To run the server with livereload/browsersync:

```
npm run server
```

⚠️ Note that browsersync causes a flash of unstyled content when refreshing, this is something weird with Typekit, which is where we get Futura from. You can ignore this as it only happens in dev.

To compile the site into `www/` for looking at the output or serving that statically (without the FOUC, for example):

```
npm run build
```

and to serve the previously built version of the site from `www/`:

```
npm start
```

### Development Guidelines

The structure of the site is defined in the two `_data.json` files, one in root for the english site, one in `/de` for the german one. The two versions of the site need their own translated copies of each partial they use, this is why some of the partials are stored in `/en/partials` and `/de/partials`, _as opposed to the content_, which lives in `/` for english and `/de` for german.

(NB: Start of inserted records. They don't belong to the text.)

PR #4129, opened 2025-04-25
Added access to internal registers and setup of channels to allow working with triggered ADC conversions

mickem:
I tried to model this after how the low level timer works.
But I found no way to convert the internal regs to pac regs so instead I opted for allowing access to the internal regs.

I guess this might also be considered controversial as it allows external access to internal regs. But it makes extensions easier and there is a lot of modes in the ADCs in the stm so I think it might be warranted. I for instance this to configure triggering as well as reading from multiple ADC:s

Like so:
```rust
    adc.regs_cr2().modify(|r| r.set_exten(Exten::RISING_EDGE));
    adc.regs_cr2().modify(|r| r.set_extsel(0b1110));
```

It also splits the blocking_read function in two as I want to setup the channel but not convert as I convert based on triggers.

Not sure if this is a good or bad idea so please don't hesitate to shoot it down or suggest better alternatives :)

### DIFF
--- a/embassy-stm32/src/adc/v2.rs
+++ b/embassy-stm32/src/adc/v2.rs
@@ -1,10 +1,11 @@
+use stm32_metapac::adc::regs::{Cr1, Cr2, Dr, Sr};
+use stm32_metapac::common::{Reg, R, RW};
+
 use super::blocking_delay_us;
 use crate::adc::{Adc, AdcChannel, Instance, Resolution, SampleTime};
 use crate::peripherals::ADC1;
 use crate::time::Hertz;
 use crate::{rcc, Peri};
-use stm32_metapac::adc::regs::{Cr1, Cr2, Dr, Sr};
-use stm32_metapac::common::{Reg, R, RW};
 
 mod ringbuffered_v2;
 pub use ringbuffered_v2::{RingBufferedAdc, Sequence};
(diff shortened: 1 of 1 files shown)


Dirbaio:
I don't think we should do this. Reasons:

- I would rather have proper support for the different ADC modes to the HAL. Encouraging raw register access incentivizes people to not do that.
- This adds raw register access to the main, high-level ADC driver. The user is expected to mess with the hardware state behind the driver's back and still use the high-level driver to acquire readings. This is very brittle because it makes users rely on implementation detalis. For example if the user sets a special bit to enable some behvaior then does a read, and later the read function gets changed to accidentally reset that bit (e.g. does a write instead of modify) the user's code stops working. Note with timers you use *only* low-level register access, or *only* high-level drivers like PWM, you can't mix due to this reason.
- Officially the PAC is "unstable", ie a minor embassy-stm32 upgrade can do a major stm32-metapac upgrade. Reexporting regs breaks that. They should at least be gated with the `unstable-pac` feature.

Also note raw register access is already possible with `embassy_stm32::pac::ADC3.whatever().write(|w| ...)`.

mickem:
While I think it is noble to wait for proper support. Currently many objects in the HAL lacks "proper support" for many things. So waiting makes embassy hard to use in the near term.

If you look at how stm32 (which I am coming from) have solved this they have "user code" where the user can, and is expected yo, customize things.

And while I can access them separately via PAC that looses the oo approach one is used to in an oo language.

I.e. 
```rust
// Init code
let mut adc = Adc::new(p.ADC1);

// Somewhere else in the code
adc.regs_cr2().modify(|r| r.set_exten(Exten::RISING_EDGE));

// versus via pac where I need to know which instance is tied to which channel
embassy_stm32::pac::ADC1.cr2().write(|w| w.set_exten(Exten::RISING_EDGE));
```

But I hear you and I will close this PR. That said I think lack of access to registers in embassy makes embassy very hard to use in real world scenarios **now** and unfortunately less viable of an option for the company I work for.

Any `.ejs` file that contains text should exist in both languages, except `_customers.ejs`, where the only text is company names that don’t need to be translated. This means that each language has its own `_header.ejs` and `_footr.ejs` partial, so if you change the navigation, you have to change that twice, too.

The `_data.json` files define which pages get rendered under which URL, and can define some vars for use in that page, take, for example, the german FAQ page entry:

```json
"haeufige-fragen": {
"pageTitle": "Häufig gestellte Fragen",
"bodyClass": "faq gk-saas",
"locale": "de",
"otherLanguageURL": "/faq"
},
```
- `pageTitle` is used in `_layout.js`, which is the generic container template for all other templates.
- `bodyClass` is the same. These two are variables because `` and `` live in `_layout.js` and not in the individual templates.
- `locale` is the local shortcode for the language that page is in. This is super redundant, but also the path of least resistance.
- `otherLanguageURL` is the url of the same page in the other language. There is probably a super-elaborate way to do this programmatically, but since we only ever want to support two languages, this is fine 🐶🔥 for now. This is the URL that gets used in each languages’s `_header.ejs` partial to render the language switching link. If we had identical URLs for both languages, we wouldn’t need this, but it’s more consistent this way.

⚠️ If one of these is missing or wrong, the corresponding page won’t render, so please check each page you’ve changed the data for.

⚠️ **All URLS must be absolute** ☝️

ℹ️ There’s some UI text inside CSS pseudo elements that we can’t translate, for the image enlarge on tap, for example.

## Deployment

Just merge to master 👍

This runs travis, which runs `deploy.js`, which publishes a newly-built version of `www` to the `gh-pages` branch on GitHub.